(Xerces Society) “This report discusses what’s known about the wider ecological impacts of dicamba and related herbicides to native plant communities and the wildlife they support, and provide a few short-term and long-term recommendations for reducing environmental harm from these volatile herbicides.”
(Center for Biological Diversity) The Center for Biological Diversity filed a formal notice today of its intent to sue the city of Minnetonka, Minnesota, for failing to protect endangered rusty patched bumble bees from a planned mountain-bike course in Lone Lake Park, home to one of the largest populations of the bee in the state. “The Endangered Species Act is 99% effective at protecting our most imperiled wildlife, but it can only work when its mandates are followed.”
(Center for Biological Diversity) Conservation groups filed a formal legal petition today urging the U.S. Forest Service to stop allowing the placement of hundreds of commercial honey bee hives on national forest lands without proper environmental review.
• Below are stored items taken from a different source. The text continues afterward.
PR #1360, opened 2026-06-13
Fix bogoliubov_transform for spin-preserving Gaussian transformations

### LINKED ISSUE #776: The implementation of bogoliubov for a general fermionic gaussian that doesn't mix spin up and spin down is broken
When bogoliubov_transform is called with a transformation_matrix that has shape N x 2N the check that determines whether or not the transformation mixes spin up and spin down and the subsequent code is broken. The current check (_is_spin_block_diagonal) and some of the subsequent code is only valid for a square transformation_matrix.

To reproduce:

Call bogoliubov_transform with the following arguments:
qubits = [cirq.LineQubit(0), cirq.LineQubit(1)]
trasformation_matrix = np.ndarray([[-9.57167901e-01-2.89533435e-01j,  0.00000000e+00+0.00000000e+00j,
        -3.33066907e-16-5.55111512e-17j,  0.00000000e+00+0.00000000e+00j],
       [ 0.00000000e+00+0.00000000e+00j,  1.00000000e+00+0.00000000e+00j,
         0.00000000e+00+0.00000000e+00j,  0.00000000e+00+0.00000000e+00j]])

blazingphoenix7:
Fixes #776.

`bogoliubov_transform` checks whether the transformation matrix is spin-block-diagonal before it ever looks at the matrix shape, and that check only makes sense for a square N x N matrix. For the N x 2N matrix you get out of a general (non-particle-conserving) Bogoliubov transformation it ends up inspecting the wrong blocks, decides that a transform which doesn't actually mix spin is "block diagonal", and then slices it into pieces of the wrong shape. The matrix from the issue dies with:

```
ValueError: Bad shape for transformation_matrix. Expected (1, 1) or (1, 2) but got (1, 3).
```

### What I changed

I moved the block detection into a helper, `_spin_blocks`, that handles both shapes. For the N x 2N case, write the matrix as `W = (W1 W2)` (it acts on all the creation operators followed by all the annihilation operators). The transform leaves the two spin sectors alone exactly when both `W1` and `W2` are block diagonal, and in that case each sector is its own (N/2) x N Gaussian transform built from the matching diagonal blocks of `W1` and `W2`. The recursion that was already there handles the rest. As a bonus, for spin-symmetric systems (BCS-style pairing Hamiltonians, say) you now do two half-size Givens decompositions instead of one full-size one.

### The part that took some digging

I didn't want to call this correct based on eigenstate energies alone, so I checked the circuit at the operator level: does it actually give `U a_p† U⁻¹ = b_p†` for every mode? That caught something the energy checks can't.

Under Jordan-Wigner a spin-down ladder operator drags a Z string across all of the spin-up qubits, so it anticommutes with the spin-up parity operator. If the spin-up circuit flips spin-up parity (which happens whenever its Gaussian decomposition uses an odd number of particle-hole transforms), then splitting the sectors apart flips the sign of every spin-down operator. What makes it sneaky is that it's invisible to energy tests: starting from a fixed occupation state, that bad sign is just a global phase, so the state still comes out as the correct eigenstate with the correct energy even though the underlying unitary is wrong.

So when the spin-up circuit flips parity I add a layer of Z gates on the spin-down qubits to put the signs back (`_preserves_parity` decides whether that's needed). With a fixed computational-basis initial state it's only a global phase, so I skip it there.

I also ran into the general Gaussian decomposition not reliably diagonalizing exactly-block-structured matrices (`U† H U` comes out non-diagonal for some perfectly valid block inputs), so I went with always splitting these instead of trying to detect when it's safe to fall back. Splitting is the more correct path here, not just the faster one.

### Tests

- `test_bogoliubov_transform_spin_block_gaussian_regression`: the actual matrix from #776, normalized so it satisfies `W1 W1† + W2 W2† = I`. This used to raise ValueError.
- `test_bogoliubov_transform_spin_block_operator_algebra`: checks `U a_p† U⁻¹ = b_p†` on the full unitary, for both a parity-preserving and a parity-flipping spin-up sector. This is the one that fails without the sign fix.
- `test_bogoliubov_transform_spin_block_gaussian`: eigenstate energies through the state-prep path.
- `test_bogoliubov_transform_spin_mixing_gaussian_not_split`: a transform that genuinely mixes spin should still go through the general path rather than getting split.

Honey bees, which are not native to the United States, are important agricultural crop pollinators but have been shown to transmit diseases to native bees. They can also outcompete native bees for pollen and nectar, their only source of food. Yet, over the past decade, the Forest Service has approved permits for at least 900 hives, which could house up to 56 million honey bees on Forest Service lands on the Colorado Plateau alone. A request is pending for an additional 4,900 hives on just one national forest in Utah.
(BBC) A country park in Somerset is creating habitats aimed at allowing a rare species of bee to thrive. Park rangers will leave dense grassy tussocks to grow in the hay meadows. They hope shrill carder bees can forage, nest and hibernate there.
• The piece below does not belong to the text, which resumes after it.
PR #1361, opened 2026-06-13
Accept NumPy scalar coefficients across operator and representation types

### LINKED ISSUE #1097: `QubitOperator` incompatible with `numpy==2.3.1`
### Describe the issue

(Phys.org) Researchers at Oregon State University are studying the interaction between the bees and soil in agricultural settings. The team looked at physical and chemical properties of soils collected from active bee and sand nest wasp sites in the Willamette Valley of western Oregon. They compared soil properties among seven farm sites to identify similarities and differences. An interesting finding from the research is that the team found lipids in the soil nest linings. The lipids may provide a type of waterproofing for the nests and their inhabitants.
(ABC NEWS) Bee numbers in Australia’s Northern Territory are dwindling after back-to-back dry wet seasons, to the point that beekeepers cannot satisfy demand for honey and crucial pollination services. The lower rainfall caused many native Top End trees and plants to produce much less nectar, on which healthy bee populations depend.
(Cherokee One Feather) The Cherokee Nation has installed 16 new bee pollinator homes in the tribe’s heirloom garden in Tahlequah as part of a new initiative by First Lady January Hoskin to boost the population of pollinators while improving the environment.
(New York State Department of Agriculture and Markets) The New York State Departments of Agriculture and Markets (AGM) and Environmental Conservation announced new actions to benefit and protect New York’s pollinators, including bees, butterflies, and hummingbirds. AGM issued new guidelines to help businesses create pollinator-friendly habitats on commercial properties or utility project sites.